Researchers have developed a prototype prosthetic hand that sends information two ways: from the brain to the hand and vice versa. The mind-controlled hand, which is connected by electrodes to two of the primary nerves in the arm, is being called "the first prosthetic that will provide real-time sensory feedback for grasping" by Silvestro Micera of the École Polytechnique Fédérale de Lausanne in Switzerland, who is leading work on the project.

Yesterday, at the 2013 Annual Meeting of the American Association for the Advancement of Science in Boston, Micera revealed the results of a four-week trial from 2009 in which an earlier prototype of the hand was attached to an amputee named Pierpaolo Petruzziello. Intraneural electrodes implanted into his arm allowed him to communicate with — and receive information from — the prosthetic, though the device wasn't attached directly to his arm for the trial. Petruzziello was able to move the bionic hand's fingers and grasp items (see video below), and he reported that he could feel when it was pricked with needles. The trial reinforced researchers' findings that they could decode nerve signals received from the brain to control the prosthetic, and that they could send senses of feeling back to the brain.

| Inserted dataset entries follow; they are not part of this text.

Issue #3278, opened 2025-02-12
BackPAN link not pointing to BackPAN


eserte:
When on an author page, e.g. https://metacpan.org/author/TONYC , then the "BackPAN directory" link shows to the same page, not to the author's backpan page.

ranguard:
We are no longer supporting directory listings (because we are moving the backpan to an object store).

At some future date we may work building one but it is not priority for now.

The `BackPAN Directory` link was removed in https://github.com/metacpan/metacpan-web/pull/3239

PR #3327, opened 2025-05-01
Proposed patch for issue #3278

manwar:
Hi Team.

Here is another issue dealt with.

    BackPAN link not pointing to BackPAN
    https://metacpan.org/author/TONYC

Please review when you get time.

Many Thanks.

Best Regards.
Mohammad


haarg:
I believe this is better handled in the API. We also want to link to metacpan's mirror as the backpan.

Here is an alternate fix for this: metacpan/metacpan-api#1375

oalders:
@manwar can you confirm that the merged PR on the API side fixes this?

oalders:
Closing as our behaviour around BackPAN links has changed.

PR #3332, opened 2025-05-02
Proposed patch for issue 3108

manwar:
Hi Team,

Please review the small patch when you get time.
  
    Added attribute "alt" with value "Activity Graph" to the img element.
    https://metacpan.org/pod/Test2

Many Thanks.
Best Regards,
Mohammad

### DIFF
--- a/root/inc/activity.tx
+++ b/root/inc/activity.tx
@@ -1,4 +1,4 @@
 <div class="activity-graph">
-    <img src="[% $url %]?res=month" />
+    <img src="[% $url %]?res=month" alt="Activity Graph"/>
     <div class="comment">24 month</div>
 </div>


root/inc/activity.tx
```diff
@@ -1,4 +1,4 @@
 <div class="activity-graph">
-    <img src="[% $url %]?res=month" />
+    <img src="[% $url %]?res=month" alt="Activity Graph"/>
```
guest20, line 2: This is a bad alt text. It just repeats the heading directly above it without replacing the information presented in the graph.

One option would be to count the number of groups in the graph and describe how high each of them are. 

The other choice is to alt it as "Changes" and link to the whole thing to the `Changes` file

oalders (approved):

PR #359, opened 2016-11-29
Make eventlet.dagpool.PropagateError a good Exception subclass.

nat-goodspeed:
Previous `PropagateError.__init__()` failed to call `Exception.__init__()` at all.
Moreover, as described in https://bugs.python.org/issue1692335, setting
self.args is important for an `Exception` subclass with nonstandard constructor
arguments.


temoto:
ping

nat-goodspeed:
Yes, sorry, I'm very embarrassed, but I'm being snowed under with lots of year-end stuff. I do believe the change should be made. I will fix the tests.

Issue #374, opened 2017-01-10
python3.6 socket_test.test_dns_methods_are_green fails on poll/epolls hub


temoto:
Python3.6 continues to bring new exciting test failures, I guess it's good because they clearly are changing a lot of internals untouched for years.

This blocks v0.21 release.

```
tests.socket_test.test_dns_methods_are_green ... Program /Users/temoto/dev/github.com/eventlet/eventlet/tests/isolated/socket_resolve_green.py output:
---
Traceback (most recent call last):
  File "/Users/temoto/dev/github.com/eventlet/eventlet/tests/isolated/socket_resolve_green.py", line 41, in <module>
    assert 0.1 <= td < 0.3, 'Resolve time expected: ~0.1s, real: {0:.3f}'.format(td)
AssertionError: Resolve time expected: ~0.1s, real: 0.497

---
FAIL

======================================================================
FAIL: tests.socket_test.test_dns_methods_are_green
----------------------------------------------------------------------
Traceback (most recent call last):
  File "/Users/temoto/dev/github.com/eventlet/eventlet/venv-36/lib/python3.6/site-packages/nose/case.py", line 198, in runTest
    self.test(*self.arg)
  File "/Users/temoto/dev/github.com/eventlet/eventlet/tests/socket_test.py", line 75, in test_dns_methods_are_green
    tests.run_isolated('socket_resolve_green.py', pythonpath_extend=[mock_sys_pkg_dir])
  File "/Users/temoto/dev/github.com/eventlet/eventlet/tests/__init__.py", line 359, in run_isolated
    run_python(prefix + path, **kwargs)
  File "/Users/temoto/dev/github.com/eventlet/eventlet/tests/__init__.py", line 352, in run_python
    assert ok, 'Expected single line "pass" in stdout'
AssertionError: Expected single line "pass" in stdout

----------------------------------------------------------------------
```

temoto:
Okay this sporadic test failure is fixed in master 0fed9e52ed84f690cd20495375fc06203889f189

But it revealed a problem with GreenPool slow first `.spawn()` that is not fixed as of 2017-01-18: #379

PR #375, opened 2017-01-12
Fixed tests.greendns_test.TestGetaddrinfo

Kobla:
Asserting udp for ssh introduce test failures under debian unstable
because netbase 5.4 removed ssh (22/udp).
This fix changes ssh -> domain, which better suit for test name and
allows tcp and udp simultaneously.

### DIFF
--- a/tests/greendns_test.py
+++ b/tests/greendns_test.py
@@ -458,11 +458,11 @@ class TestGetaddrinfo(tests.LimitedTestCase):
         greendns.resolve = _make_mock_resolve()
         greendns.resolve.add('example.com', '127.0.0.2')
         greendns.resolve.add('example.com', '::1')
-        res = greendns.getaddrinfo('example.com', 'ssh')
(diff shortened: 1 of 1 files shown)


onovy:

Now, researchers have announced plans for a new clinical trial in which an unnamed Italian man in his 20s who lost his arm in an accident will have a new prototype of the device attached to his body for a month. The new version provides sensory feedback from the fingers, palm, and wrists, according to a report from The Independent. Like the previous trial, wires from the electrodes that provide communication between the subject and the prosthetic will be external, and it isn't safe for the patient to be connected for more than a month. The development is the latest in a line of improvements in limb replacement, like the research from the Rehabilitation Institute of Chicago Center for Bionic Medicine that let a man climb the Willis Tower with a mind-controlled "bionic" leg.